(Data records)
<<<<
PR #826, opened 2017-03-02
Add visualComplete85 metric

JeroenVdb:
I really like the visualComplete85 that Lighthouse (I think?) introduced.

I already use the visualComplete metric but this one spikes when a pages has a video playing ad. Or sometimes stays 99% for a very long time for a very small change.

This visualComplete85 can mitigate these small changes from metric dashboards.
>>>>
_EXERCISE BRIEF:_ Transcribe every line of the records exactly, please.

_SOLUTION BELOW:_
PR #826, opened 2017-03-02
Add visualComplete85 metric

JeroenVdb:
I really like the visualComplete85 that Lighthouse (I think?) introduced.

I already use the visualComplete metric but this one spikes when a pages has a video playing ad. Or sometimes stays 99% for a very long time for a very small change.

This visualComplete85 can mitigate these small changes from metric dashboards.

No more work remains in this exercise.